The size, structure, and mineralization potential of the soil organic carbon pool in a managed red spruce (Picea rubens Sarg.) forest chronosequence.

摘要

Since European settlement, forest harvesting has become the dominant disturbance regime in the Acadian Forest Region. Though the practice of clearcutting is widespread, its effect on the storage and structure of carbon (C) in the soil organic matter pool is not well documented. This thesis (1) documents the size and structure of the soil organic C (SOC) pool in forests representing important stages of development during secondary succession, (2) evaluates file utility of including stable isotopes in investigations of management effects on SOC, and (3) examines the control of temperature and C content on potential rates of C mineralization within these stands. During the first 30 years post harvest, stores of SOC (organic layer plus 50 cm of mineral soil) are depleted by 50%. Losses of C are greatest below 20 cm and appear, based on isotopic evidence, to be a function of increased mineralization post harvest. Changes in the size and structure of the SOC pool are expected in the uncomplexed fractions of organic matter; however, I show that 50% of the organomineral fraction, which is considered to be stable, is cycling on decadal time scales.

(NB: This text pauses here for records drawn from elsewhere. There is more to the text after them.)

PR #567, opened 2020-02-13
Fix the way we connect to mysql master using ssh forwarding for binary backups

jianghao0718:
We tried to fix the issue customer uses binary backup restore by connecting to non-Sql master instance in #548 , however, the host where customer runs might not have hostname resolved like the ghes instances. We need to use ssh forwarding to connect to other ghes instances.

### DIFF
--- a/share/github-backup-utils/ghe-restore-mysql
+++ b/share/github-backup-utils/ghe-restore-mysql
@@ -42,7 +42,8 @@ ssh_config_file_opt=""
 if $CLUSTER ; then
   ghe_mysql_master=$(ghe-ssh "$GHE_HOSTNAME" ghe-config "cluster.mysql-master")
   if [ -z $ghe_mysql_master ]; then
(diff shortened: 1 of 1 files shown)


share/github-backup-utils/ghe-restore-mysql
```diff
@@ -38,11 +38,17 @@ is_binary_backup_feature_on(){
   ghe-ssh "$GHE_HOSTNAME" ghe-config --true "mysql.backup.binary"
 }
 
-if ghe-ssh "$GHE_HOSTNAME" test -f /etc/github/cluster ; then
+ssh_config_file_opt=
+if $CLUSTER ; then
```
oakeyc: Is this already set somewhere?

jianghao0718: Yes, https://github.com/github/backup-utils/blob/473d64b4b1068f42399a80072f40c6330f4fd8ee/bin/ghe-restore#L124

PR #581, opened 2020-02-20
In legacy mode we should use ghe-import-mysql

jianghao0718:
Regression found by @lildude 

In legacy mode we should use `ghe-import-mysql` since  `ghe-import-mysql-mysqldump` doesn't exist for 2.18 / 2.19.4 or earlier

/cc @lildude @oakeyc @DanRigby @ipmsteven

### DIFF
--- a/share/github-backup-utils/ghe-restore-mysql
+++ b/share/github-backup-utils/ghe-restore-mysql
@@ -79,7 +79,7 @@ else
     exit 2
   else
     # legacy mode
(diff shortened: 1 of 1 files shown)


DanRigby:
Original comment from @lildude https://github.com/github/ghes-infrastructure/issues/278#issuecomment-589172153

jianghao0718:
Test ran against this topic branch with 2.18 and 2.19 to ensure the back-compatibility

PR #584, opened 2020-02-21
Backport mysql fix to patch release

cainejette:


jianghao0718:
The only concern I have is release script will update the version in stable. We probably need to revert back to 2.20.2 after this releases. Other than that LGTM.

PR #589, opened 2020-03-11
Compress remote_routes_list on the source instance

lowply:
There was a case where `$remote_routes_list` in `ghe-backup-storage` gets more than 140MB on a GitHub Enterprise Server instance that has tons of storage objects in the `/data/user/storage` directory. We found that out when a user enabled `GHE_DEBUG` and sent GitHub Support a huge output log file. This PR is to reduce the network traffic by `gzip` ing `$remote_routes_list` on the source instance, then `gzip -d` on the backup server.

### DIFF
--- a/share/github-backup-utils/ghe-backup-repositories
+++ b/share/github-backup-utils/ghe-backup-repositories
@@ -128,7 +128,7 @@ ghe-ssh "$GHE_HOSTNAME" -- cat $remote_routes_list | ghe_debug
 bm_end "$(basename $0) - Generating routes"
 
 bm_start "$(basename $0) - Fetching routes"
-ghe-ssh "$GHE_HOSTNAME" -- cat $remote_routes_list > $routes_list
+ghe-ssh "$GHE_HOSTNAME" -- gzip -c $remote_routes_list | gzip -d > $routes_list
 cat $routes_list | ghe_debug
 bm_end "$(basename $0) - Fetching routes"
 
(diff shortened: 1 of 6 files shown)


lowply:
The CI failed with the following error message.

```
Error: coreutils 8.31 is already installed
To upgrade to 8.32, run `brew upgrade coreutils`.
The command "brew install coreutils" failed and exited with 1 during .
```

So I believe the failure is not related to this change?

lowply:
I opened another PR (https://github.com/github/backup-utils/pull/592) and it should be reviewed / merged before this PR.

oakeyc:
Hey @lowply  I'm just going to add the work-in-progress tag on this PR until it's ready to go! Let us know when it's ready again for review :)

Clancy567:
Thank you my friend

lowply:
This is finally ready for review 👀 . @github/ghes-infrastructure Can you please have a look?

cainejette:
@lowply just making sure, you've run this and successfully backed up/restored, right?

lowply:
@cainejette Yes. I've tested backup / restore on my test GitHub Enterprise Server 2.20.7 instance. In addition to that, while running the backup / restore, I ran these commands to make sure the content of the `remote_routes_list` and the `routes_list` files are text files, not gzipped binary.

Target host:

```
while true; do sudo find /tmp -name "remote_routes_list" | xargs cat; sleep 0.1; done
```

Backup host:

```
while true; do sudo find /tmp -name "routes_list" | xargs cat; sleep 0.1; done
```

PR #592, opened 2020-03-26
Make ghe_debug handle piped stdin

lowply:
The problem this pull request is trying to solve is the same with https://github.com/github/backup-utils/pull/589, but this is much more important.

It turns out that the customer's `$remote_routes_list` was more than hundreds of MB, or possibly more than a GB. The current `ghe_debug` function receives the list as an argument. So if the input is huge, it resulted in a memory leak in bash.

This PR is to make the `ghe_debug` function able to receive data via stdin (`< /dev/stdin`) via pipe (`-p /dev/stdin`) then `while` loop to process the text data line by line.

I demonstrate that C storage in the organomineral fraction below 20 cm is driving the temporal trend and isotopic evidence is consistent with increased mineralization post harvest. Maximum rates of CO 2 production from microbial mineralization of C occurred at intermediate temperatures (16-26°C) and in soil samples that did not always have the highest C content, suggesting the existence of an additional, yet unidentified, factor(s) controlling microbial CO2 production in these soils. Additionally, higher than expected microbial CO 2 production deeper in the soil profile, indicates the existence of a potentially large labile store of SOC that may be decomposed if conditions are optimal. These findings suggest that: (1) subsurface stores of C may not be as stable as previously assumed, (2) stable isotopes can provide insight into management induced changes in SOC pools and their structure, and (3) relationships between microbial CO2 production and its controlling variables developed at the surface may not represent the depth-specific interactions that control microbial decomposition of SOC.